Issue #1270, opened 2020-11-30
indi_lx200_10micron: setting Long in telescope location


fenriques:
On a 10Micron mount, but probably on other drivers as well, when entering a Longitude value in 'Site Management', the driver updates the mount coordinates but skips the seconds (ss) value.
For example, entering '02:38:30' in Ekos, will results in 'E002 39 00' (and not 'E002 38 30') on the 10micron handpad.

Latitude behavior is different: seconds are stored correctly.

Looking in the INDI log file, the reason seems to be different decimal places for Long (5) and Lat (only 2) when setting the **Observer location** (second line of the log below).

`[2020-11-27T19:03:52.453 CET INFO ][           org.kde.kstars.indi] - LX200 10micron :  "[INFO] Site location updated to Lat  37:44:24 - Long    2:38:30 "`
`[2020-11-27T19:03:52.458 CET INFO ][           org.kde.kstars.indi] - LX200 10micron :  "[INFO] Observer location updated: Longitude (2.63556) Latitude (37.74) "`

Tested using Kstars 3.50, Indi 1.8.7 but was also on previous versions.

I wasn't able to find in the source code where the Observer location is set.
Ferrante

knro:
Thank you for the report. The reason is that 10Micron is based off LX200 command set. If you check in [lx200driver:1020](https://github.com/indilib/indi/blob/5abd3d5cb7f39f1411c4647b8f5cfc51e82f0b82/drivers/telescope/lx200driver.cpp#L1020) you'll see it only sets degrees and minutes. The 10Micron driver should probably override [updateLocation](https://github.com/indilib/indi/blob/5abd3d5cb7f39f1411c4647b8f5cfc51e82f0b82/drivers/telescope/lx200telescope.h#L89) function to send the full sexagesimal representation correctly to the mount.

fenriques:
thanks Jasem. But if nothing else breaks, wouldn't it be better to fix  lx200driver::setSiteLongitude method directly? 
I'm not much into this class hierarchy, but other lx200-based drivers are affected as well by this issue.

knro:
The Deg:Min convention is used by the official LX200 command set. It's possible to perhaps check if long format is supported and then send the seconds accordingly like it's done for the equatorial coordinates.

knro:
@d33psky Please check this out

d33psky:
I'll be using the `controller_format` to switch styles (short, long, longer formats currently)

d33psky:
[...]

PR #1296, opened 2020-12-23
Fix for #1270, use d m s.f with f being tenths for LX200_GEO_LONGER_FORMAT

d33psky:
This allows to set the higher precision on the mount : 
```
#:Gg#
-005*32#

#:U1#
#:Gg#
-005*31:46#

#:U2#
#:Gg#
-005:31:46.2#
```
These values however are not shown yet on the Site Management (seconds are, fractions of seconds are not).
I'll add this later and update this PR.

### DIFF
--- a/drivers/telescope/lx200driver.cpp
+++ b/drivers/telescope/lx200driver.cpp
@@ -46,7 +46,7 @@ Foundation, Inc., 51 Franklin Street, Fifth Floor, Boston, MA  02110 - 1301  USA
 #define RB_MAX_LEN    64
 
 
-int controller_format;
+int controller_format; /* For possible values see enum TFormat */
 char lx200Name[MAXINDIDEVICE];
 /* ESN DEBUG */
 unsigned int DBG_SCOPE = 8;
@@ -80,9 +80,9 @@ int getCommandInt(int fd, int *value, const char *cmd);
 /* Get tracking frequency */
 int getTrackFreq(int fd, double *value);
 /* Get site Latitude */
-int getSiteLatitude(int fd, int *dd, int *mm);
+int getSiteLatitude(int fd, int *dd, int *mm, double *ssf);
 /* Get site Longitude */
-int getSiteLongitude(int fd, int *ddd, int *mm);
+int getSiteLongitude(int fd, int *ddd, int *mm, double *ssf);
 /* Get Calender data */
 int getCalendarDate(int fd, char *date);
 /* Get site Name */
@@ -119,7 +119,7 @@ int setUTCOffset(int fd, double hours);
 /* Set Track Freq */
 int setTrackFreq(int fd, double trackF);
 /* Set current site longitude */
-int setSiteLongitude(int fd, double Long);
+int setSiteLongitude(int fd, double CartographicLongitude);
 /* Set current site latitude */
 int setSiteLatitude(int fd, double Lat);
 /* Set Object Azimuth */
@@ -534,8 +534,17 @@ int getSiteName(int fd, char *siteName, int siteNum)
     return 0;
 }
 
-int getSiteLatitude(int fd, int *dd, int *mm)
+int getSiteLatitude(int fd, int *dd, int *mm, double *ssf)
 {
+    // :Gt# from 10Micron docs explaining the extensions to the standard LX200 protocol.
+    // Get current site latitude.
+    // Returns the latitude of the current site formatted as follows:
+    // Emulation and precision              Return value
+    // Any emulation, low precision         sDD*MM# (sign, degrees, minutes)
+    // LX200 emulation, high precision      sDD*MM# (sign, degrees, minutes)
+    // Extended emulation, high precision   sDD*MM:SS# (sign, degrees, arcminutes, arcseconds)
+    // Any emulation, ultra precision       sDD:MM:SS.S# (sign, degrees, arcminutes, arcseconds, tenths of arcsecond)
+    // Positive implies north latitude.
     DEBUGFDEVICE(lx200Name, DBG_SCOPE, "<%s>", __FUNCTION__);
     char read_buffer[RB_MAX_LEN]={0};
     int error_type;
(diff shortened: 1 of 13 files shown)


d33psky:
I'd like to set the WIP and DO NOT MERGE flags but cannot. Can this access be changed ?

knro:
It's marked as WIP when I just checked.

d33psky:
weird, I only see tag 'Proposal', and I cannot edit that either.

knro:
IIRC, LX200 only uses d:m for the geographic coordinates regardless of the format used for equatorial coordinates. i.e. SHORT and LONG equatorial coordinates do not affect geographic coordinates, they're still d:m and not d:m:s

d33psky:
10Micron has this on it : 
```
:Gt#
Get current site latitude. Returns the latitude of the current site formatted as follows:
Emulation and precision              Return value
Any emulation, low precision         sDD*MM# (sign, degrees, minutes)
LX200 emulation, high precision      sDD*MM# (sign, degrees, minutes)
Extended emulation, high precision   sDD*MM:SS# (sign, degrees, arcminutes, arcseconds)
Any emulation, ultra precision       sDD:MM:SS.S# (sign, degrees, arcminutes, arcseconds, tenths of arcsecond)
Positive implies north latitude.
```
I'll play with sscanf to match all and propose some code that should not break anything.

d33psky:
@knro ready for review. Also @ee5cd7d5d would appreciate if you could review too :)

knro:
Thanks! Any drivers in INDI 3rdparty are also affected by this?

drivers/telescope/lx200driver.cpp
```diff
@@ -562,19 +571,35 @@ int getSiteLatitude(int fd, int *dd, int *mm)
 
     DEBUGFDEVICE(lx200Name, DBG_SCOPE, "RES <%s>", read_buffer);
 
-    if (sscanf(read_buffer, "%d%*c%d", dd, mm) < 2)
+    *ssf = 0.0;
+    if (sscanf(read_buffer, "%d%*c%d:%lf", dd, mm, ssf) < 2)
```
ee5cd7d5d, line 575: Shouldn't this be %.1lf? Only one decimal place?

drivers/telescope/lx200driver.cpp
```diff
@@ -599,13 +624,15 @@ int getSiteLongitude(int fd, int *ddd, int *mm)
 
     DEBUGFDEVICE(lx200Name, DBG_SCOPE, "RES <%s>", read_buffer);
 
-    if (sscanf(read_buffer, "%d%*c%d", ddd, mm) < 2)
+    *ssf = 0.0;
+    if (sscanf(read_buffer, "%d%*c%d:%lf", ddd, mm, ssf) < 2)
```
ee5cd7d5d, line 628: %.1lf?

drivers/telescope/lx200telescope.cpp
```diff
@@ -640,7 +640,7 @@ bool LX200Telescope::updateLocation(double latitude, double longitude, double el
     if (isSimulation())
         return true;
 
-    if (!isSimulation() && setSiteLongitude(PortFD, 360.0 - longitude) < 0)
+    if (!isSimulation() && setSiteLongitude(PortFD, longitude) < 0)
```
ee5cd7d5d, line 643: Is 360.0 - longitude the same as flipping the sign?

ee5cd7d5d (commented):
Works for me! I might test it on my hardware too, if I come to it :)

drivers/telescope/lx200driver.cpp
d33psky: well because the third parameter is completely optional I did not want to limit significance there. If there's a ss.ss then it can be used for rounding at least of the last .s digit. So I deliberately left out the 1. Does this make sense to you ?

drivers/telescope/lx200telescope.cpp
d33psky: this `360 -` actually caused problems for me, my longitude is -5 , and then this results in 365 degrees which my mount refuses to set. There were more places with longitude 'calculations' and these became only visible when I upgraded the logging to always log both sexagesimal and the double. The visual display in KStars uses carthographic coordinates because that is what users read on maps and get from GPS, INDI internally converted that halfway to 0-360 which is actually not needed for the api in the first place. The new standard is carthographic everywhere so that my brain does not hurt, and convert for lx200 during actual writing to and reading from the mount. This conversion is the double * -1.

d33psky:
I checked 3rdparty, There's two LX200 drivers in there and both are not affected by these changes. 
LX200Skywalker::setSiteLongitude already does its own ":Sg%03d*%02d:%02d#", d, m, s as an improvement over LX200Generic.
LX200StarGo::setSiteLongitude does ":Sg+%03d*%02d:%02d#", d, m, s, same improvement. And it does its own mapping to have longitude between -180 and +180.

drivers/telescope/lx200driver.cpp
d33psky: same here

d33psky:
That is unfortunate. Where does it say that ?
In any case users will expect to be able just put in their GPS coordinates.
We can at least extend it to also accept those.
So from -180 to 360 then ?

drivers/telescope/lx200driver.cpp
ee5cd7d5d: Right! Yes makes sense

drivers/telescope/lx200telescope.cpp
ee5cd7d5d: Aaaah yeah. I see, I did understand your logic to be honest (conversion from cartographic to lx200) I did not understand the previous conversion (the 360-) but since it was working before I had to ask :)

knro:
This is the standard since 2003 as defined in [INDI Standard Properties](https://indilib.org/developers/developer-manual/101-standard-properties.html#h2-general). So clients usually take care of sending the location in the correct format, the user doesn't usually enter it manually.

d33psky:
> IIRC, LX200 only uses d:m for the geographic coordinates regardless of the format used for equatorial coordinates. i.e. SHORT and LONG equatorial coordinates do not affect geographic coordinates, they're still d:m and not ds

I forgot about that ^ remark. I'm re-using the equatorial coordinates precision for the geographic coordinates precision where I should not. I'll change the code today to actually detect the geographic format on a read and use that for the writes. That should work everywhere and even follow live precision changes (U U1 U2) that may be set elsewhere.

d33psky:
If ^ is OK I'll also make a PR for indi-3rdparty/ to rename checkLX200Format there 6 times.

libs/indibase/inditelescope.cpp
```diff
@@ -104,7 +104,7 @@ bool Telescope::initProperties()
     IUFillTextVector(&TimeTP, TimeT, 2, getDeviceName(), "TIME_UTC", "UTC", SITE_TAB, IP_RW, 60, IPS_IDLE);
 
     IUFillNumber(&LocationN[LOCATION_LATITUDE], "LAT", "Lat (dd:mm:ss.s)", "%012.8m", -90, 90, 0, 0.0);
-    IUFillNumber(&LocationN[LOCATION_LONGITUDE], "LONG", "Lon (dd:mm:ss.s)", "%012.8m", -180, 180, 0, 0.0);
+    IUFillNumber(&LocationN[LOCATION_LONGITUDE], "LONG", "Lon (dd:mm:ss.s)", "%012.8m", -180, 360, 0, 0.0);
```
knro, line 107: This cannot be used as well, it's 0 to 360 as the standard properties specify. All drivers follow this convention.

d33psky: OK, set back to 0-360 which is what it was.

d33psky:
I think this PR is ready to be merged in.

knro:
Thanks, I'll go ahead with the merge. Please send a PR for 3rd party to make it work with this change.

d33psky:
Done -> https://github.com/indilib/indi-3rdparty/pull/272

....

▸ **What to produce**:
Take each line from the preceding material that contains "LocationN" and copy it.

▸ **The completed task**:
     IUFillNumber(&LocationN[LOCATION_LATITUDE], "LAT", "Lat (dd:mm:ss.s)", "%012.8m", -90, 90, 0, 0.0);
-    IUFillNumber(&LocationN[LOCATION_LONGITUDE], "LONG", "Lon (dd:mm:ss.s)", "%012.8m", -180, 180, 0, 0.0);
+    IUFillNumber(&LocationN[LOCATION_LONGITUDE], "LONG", "Lon (dd:mm:ss.s)", "%012.8m", -180, 360, 0, 0.0);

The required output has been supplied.